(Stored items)
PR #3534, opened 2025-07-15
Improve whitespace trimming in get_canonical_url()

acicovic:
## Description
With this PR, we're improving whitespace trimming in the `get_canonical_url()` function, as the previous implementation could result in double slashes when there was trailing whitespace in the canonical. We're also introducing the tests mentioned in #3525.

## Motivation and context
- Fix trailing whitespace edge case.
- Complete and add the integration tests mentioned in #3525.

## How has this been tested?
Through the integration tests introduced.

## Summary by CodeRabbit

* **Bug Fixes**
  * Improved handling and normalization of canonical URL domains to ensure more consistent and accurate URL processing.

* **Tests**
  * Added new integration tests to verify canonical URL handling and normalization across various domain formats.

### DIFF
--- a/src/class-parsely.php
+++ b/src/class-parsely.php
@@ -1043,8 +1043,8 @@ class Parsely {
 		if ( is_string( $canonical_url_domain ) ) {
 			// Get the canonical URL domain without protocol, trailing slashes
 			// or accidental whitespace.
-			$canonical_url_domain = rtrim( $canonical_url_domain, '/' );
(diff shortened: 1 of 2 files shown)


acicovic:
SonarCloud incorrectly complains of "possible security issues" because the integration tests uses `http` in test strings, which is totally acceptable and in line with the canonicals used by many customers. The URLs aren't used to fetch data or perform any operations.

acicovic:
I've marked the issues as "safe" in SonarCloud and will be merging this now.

## [Instructions to follow]
Find the word "slashes" in the records and pull out each line that has it.

## [Response area]
With this PR, we're improving whitespace trimming in the `get_canonical_url()` function, as the previous implementation could result in double slashes when there was trailing whitespace in the canonical. We're also introducing the tests mentioned in #3525.
 			// Get the canonical URL domain without protocol, trailing slashes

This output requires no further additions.